Les hommes de Lobsang s'élançaient à travers le corridor du Wakhan, une étroite bande de vallées alpines glaciale et perchée, enserrée par des montagnes culminant à plus de sept mille mètres.
La vallée s'étendait depuis la province du Badakhshan en suivant les sources de l'Amou-Daria puis le fleuve Wakhan jusqu'à Sarhad-e-Borghil. Les deux rivières prennaient leurs sources dans les montagnes du Pamir. La marche était épuisante, le sol instable et les pentes escarpées rendaient le parcours difficile. “Ne relâchez pas votre attention. Chaque pas nous rapproche du but,” rappelait Lobsang, le vent mordant de l'Hindu Kuch soufflant à travers ses mots.
Dans leurs villages juchés sur les flancs des montagnes, les Wakhis, ignoraient le sunnisme dominant le reste de l’Afghanistan. De confession ismaélienne, les Wakhis vénéraient l’Aga Khan, le chef spirituel des ismaéliens nizârites.
De confession ismaélienne, les Wakhis vénéraient l’Aga Khan
Dans la vallée baignée par la rivière Wakhan, les hameaux s'éparpillaient le long des flots verdoyants, nichés entre les hautes herbes, les peupliers et les champs de blé, le tout surplombé par les majestueuses chaînes du Pamir, un enchaînement de vallées glaciaires, de steppes et de plateaux balayés par les vents.
De passe en passe, les chemins arides traversaient des maquis odorants et des dunes plantées de graminées, des prairies rases et des plaines de cailloux, offrant un paysage à la fois austère et envoûtant.
La troupe atteignit non sans difficulté le campement Wakhis de Baza'i Gonbad à la jonction du grand et du petit Pamir. Un campement composé d'une quinzaine de yourtes dressées à distance les unes des autres, près d'un petit torrent dans un repli du terrain. Le reste était aride, la végétation rase laissant passer la poussière, le vent mordant les joues desséchées.

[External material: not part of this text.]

PR #24, opened 2020-01-08
Hide the unsafe to_str function

HeroicKatora:
The implementation makes the assumption that the bytes making up the
C-string are both terminated and valid. This is wrong in general but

L'Aga Khan, en tant que plus haute autorité spirituelle des Wakhis, était représenté localement par les Shahs. Traditionnellement, ces derniers résidaient en contrebas de la vallée, sur les rives de l'Amou-Daria, au village de Qala Panja, dominé par la puissante famille Sayed. Ethan Sayed, qui dirigeait ce campement, avait cependant choisi de quitter la vallée pour tenter sa chance dans la vallée de l'Hunza au Pakistan.
Il avait promis de revenir après un ou deux hiver, pourtant plus de cinq années s'étaient déjà écoulées depuis son départ. Au camp, personne ne semblait avoir le charisme nécessaire pour lui succéder, et en réalité, personne ne semblait en avoir l'ambition.